#### What the exercise asks
Among the entries that follow, find every line with the word "wireit" and copy it.

(Saved data entries)
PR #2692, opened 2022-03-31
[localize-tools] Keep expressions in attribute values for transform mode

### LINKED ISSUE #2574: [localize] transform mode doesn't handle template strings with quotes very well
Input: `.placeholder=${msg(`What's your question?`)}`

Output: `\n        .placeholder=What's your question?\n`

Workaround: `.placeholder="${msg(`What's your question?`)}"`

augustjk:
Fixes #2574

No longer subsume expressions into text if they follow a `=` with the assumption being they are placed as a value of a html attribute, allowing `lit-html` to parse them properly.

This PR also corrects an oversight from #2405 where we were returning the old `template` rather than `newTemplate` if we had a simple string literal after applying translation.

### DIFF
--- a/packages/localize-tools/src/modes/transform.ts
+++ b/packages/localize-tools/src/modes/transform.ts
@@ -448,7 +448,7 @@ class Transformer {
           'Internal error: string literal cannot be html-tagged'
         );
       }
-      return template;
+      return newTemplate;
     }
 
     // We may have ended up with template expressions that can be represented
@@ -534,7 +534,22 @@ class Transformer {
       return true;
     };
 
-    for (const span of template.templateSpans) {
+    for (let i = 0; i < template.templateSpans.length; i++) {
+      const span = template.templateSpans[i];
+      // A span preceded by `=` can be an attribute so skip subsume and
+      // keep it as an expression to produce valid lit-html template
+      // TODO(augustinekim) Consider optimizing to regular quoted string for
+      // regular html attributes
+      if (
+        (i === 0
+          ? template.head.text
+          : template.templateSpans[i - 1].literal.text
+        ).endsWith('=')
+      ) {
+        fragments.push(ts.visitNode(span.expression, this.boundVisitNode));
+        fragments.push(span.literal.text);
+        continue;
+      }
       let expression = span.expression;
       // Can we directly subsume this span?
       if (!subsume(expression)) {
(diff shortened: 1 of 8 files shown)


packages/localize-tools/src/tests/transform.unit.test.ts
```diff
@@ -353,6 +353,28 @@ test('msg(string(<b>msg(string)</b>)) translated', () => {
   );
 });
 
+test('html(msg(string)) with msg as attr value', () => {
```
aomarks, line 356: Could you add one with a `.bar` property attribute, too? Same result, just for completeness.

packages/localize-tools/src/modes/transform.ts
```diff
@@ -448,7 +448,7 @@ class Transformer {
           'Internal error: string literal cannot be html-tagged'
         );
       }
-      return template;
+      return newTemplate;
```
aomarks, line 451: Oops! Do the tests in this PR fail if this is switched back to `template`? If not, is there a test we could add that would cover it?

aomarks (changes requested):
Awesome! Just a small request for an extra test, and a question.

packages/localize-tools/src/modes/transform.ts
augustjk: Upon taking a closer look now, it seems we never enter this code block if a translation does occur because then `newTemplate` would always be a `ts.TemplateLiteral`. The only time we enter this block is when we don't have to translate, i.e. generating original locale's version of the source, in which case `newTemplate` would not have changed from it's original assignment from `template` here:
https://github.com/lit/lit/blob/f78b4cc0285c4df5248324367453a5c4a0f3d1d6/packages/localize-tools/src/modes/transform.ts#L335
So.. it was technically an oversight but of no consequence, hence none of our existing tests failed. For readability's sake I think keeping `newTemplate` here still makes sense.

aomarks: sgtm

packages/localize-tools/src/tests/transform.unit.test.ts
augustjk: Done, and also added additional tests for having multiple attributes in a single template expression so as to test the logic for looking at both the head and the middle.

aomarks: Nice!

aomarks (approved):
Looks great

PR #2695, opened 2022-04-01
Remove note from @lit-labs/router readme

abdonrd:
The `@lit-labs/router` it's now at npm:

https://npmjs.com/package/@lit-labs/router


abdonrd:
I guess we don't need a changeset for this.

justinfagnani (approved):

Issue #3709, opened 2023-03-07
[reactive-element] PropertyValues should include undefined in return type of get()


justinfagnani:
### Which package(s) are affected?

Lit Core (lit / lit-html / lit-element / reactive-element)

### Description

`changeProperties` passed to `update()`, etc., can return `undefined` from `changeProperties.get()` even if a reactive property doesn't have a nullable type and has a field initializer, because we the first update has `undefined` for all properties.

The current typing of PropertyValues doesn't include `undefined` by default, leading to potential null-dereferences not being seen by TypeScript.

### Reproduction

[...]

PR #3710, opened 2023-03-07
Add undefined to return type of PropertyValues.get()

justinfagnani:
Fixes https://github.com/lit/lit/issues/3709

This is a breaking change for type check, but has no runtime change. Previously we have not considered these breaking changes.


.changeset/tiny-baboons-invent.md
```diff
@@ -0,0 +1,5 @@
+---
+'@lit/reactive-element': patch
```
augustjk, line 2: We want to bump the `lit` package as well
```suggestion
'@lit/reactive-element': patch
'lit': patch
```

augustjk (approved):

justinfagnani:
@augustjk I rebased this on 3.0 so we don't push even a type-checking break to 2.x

--

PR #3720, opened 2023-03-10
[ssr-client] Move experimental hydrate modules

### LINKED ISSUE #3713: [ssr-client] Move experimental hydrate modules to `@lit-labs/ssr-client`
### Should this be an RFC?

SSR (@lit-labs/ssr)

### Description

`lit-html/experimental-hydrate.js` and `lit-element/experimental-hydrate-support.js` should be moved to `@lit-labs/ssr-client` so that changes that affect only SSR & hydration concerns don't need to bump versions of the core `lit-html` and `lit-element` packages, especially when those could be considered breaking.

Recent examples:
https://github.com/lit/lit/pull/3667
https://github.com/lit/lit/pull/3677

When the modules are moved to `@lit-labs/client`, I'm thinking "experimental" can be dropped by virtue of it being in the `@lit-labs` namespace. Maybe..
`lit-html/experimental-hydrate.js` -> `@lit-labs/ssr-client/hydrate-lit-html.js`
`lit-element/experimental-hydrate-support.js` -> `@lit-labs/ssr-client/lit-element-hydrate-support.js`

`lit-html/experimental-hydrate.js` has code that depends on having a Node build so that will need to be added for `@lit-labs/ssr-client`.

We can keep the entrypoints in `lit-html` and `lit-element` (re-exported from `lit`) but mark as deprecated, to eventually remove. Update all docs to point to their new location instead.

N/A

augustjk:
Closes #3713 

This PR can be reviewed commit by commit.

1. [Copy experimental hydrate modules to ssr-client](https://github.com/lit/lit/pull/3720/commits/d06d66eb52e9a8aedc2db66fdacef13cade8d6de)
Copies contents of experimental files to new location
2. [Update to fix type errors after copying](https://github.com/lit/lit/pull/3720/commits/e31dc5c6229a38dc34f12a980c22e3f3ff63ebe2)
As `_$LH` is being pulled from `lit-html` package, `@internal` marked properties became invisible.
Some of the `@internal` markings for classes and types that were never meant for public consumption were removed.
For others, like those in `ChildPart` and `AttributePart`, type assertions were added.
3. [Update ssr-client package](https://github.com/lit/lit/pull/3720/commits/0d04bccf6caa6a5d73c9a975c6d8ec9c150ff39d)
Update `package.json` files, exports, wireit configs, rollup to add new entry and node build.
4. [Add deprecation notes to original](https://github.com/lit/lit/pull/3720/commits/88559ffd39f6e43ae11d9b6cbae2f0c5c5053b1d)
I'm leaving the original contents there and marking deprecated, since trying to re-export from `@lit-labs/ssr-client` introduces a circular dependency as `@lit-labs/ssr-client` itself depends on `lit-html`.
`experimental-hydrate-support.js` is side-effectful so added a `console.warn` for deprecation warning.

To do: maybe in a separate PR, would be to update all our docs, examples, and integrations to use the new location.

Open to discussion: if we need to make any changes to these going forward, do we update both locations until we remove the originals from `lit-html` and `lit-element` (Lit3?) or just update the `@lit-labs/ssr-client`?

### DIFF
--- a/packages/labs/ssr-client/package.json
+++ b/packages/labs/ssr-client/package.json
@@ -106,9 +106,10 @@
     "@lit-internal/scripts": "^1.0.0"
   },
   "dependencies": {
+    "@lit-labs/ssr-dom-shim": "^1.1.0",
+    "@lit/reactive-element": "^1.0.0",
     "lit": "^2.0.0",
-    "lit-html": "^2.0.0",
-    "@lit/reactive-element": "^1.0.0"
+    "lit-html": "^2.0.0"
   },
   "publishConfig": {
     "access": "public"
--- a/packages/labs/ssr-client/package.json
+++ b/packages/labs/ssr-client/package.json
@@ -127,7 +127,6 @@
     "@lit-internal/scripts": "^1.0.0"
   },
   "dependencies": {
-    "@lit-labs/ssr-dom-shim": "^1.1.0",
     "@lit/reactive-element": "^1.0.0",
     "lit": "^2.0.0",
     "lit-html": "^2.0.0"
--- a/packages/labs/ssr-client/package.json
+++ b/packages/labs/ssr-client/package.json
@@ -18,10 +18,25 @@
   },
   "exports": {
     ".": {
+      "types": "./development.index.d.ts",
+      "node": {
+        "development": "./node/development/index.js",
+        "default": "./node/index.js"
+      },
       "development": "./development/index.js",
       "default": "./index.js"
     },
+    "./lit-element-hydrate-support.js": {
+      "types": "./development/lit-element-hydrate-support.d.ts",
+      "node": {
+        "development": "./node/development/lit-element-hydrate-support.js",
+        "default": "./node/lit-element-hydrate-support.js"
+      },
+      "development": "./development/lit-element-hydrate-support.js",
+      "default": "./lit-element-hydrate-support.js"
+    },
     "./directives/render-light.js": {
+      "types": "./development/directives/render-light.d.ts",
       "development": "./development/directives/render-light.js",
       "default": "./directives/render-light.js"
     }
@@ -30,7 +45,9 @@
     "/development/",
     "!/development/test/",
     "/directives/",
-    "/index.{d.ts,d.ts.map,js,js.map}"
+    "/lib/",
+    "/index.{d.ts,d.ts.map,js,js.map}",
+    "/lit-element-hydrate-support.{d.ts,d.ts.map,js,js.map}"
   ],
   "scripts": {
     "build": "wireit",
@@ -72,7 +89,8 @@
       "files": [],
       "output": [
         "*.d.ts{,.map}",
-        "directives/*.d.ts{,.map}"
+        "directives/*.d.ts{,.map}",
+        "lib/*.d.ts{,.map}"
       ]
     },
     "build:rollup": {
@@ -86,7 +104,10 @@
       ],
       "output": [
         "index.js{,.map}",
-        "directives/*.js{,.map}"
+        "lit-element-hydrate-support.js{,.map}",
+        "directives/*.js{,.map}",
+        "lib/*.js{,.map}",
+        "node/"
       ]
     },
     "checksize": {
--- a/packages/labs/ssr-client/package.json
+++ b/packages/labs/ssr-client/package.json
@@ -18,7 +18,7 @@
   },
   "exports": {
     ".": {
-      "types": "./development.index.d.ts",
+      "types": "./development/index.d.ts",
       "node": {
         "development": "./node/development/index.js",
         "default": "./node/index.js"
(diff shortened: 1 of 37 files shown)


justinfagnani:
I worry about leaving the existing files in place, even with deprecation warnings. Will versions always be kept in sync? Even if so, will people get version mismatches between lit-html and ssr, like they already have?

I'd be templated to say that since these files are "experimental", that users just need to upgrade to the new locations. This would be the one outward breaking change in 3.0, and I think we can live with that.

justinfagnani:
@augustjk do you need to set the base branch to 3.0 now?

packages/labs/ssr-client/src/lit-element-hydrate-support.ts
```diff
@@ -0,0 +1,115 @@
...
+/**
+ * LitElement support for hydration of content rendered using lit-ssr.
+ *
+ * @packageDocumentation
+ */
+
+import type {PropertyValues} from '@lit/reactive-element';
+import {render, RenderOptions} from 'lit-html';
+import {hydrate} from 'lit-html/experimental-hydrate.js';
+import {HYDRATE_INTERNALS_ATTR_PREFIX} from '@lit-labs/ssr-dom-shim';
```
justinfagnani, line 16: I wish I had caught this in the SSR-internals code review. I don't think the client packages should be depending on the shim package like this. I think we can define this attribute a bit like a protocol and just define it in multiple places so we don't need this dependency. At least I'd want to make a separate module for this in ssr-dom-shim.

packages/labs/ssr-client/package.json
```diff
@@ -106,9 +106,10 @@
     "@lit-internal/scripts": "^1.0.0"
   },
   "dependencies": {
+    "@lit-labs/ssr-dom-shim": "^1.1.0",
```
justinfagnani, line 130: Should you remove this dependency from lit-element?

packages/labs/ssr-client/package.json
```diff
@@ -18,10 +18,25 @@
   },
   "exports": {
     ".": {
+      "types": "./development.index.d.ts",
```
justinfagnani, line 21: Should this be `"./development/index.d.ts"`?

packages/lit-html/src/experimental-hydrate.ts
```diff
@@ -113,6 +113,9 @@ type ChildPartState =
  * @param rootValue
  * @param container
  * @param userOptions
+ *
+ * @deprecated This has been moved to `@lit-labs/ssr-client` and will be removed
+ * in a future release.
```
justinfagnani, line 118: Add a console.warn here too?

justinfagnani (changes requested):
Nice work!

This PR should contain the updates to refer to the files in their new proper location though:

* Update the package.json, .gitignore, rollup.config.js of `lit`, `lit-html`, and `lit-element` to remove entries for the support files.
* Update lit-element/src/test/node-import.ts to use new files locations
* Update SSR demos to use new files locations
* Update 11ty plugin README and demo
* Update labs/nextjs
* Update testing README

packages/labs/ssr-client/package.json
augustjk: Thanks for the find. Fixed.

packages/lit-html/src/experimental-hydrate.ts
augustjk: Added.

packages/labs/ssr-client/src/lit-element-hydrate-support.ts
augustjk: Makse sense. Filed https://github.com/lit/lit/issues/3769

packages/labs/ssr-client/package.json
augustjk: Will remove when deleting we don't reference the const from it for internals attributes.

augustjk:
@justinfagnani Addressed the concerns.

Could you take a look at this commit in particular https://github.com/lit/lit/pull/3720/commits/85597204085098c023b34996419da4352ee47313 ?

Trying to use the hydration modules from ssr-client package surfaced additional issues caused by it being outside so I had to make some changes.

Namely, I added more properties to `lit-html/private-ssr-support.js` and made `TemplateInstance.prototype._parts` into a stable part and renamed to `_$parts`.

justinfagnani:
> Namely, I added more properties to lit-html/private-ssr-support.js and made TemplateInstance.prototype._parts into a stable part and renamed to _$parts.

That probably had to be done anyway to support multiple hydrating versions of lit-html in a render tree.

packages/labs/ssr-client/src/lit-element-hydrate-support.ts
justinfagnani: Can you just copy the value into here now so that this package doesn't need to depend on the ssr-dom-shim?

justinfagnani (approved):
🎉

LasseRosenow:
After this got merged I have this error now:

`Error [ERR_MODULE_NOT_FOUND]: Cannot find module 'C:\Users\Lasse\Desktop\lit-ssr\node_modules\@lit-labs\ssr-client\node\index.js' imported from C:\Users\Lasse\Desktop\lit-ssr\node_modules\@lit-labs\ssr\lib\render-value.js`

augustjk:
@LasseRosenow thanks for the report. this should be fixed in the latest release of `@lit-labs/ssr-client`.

#### Answer to this exercise
Update `package.json` files, exports, wireit configs, rollup to add new entry and node build.
     "build": "wireit",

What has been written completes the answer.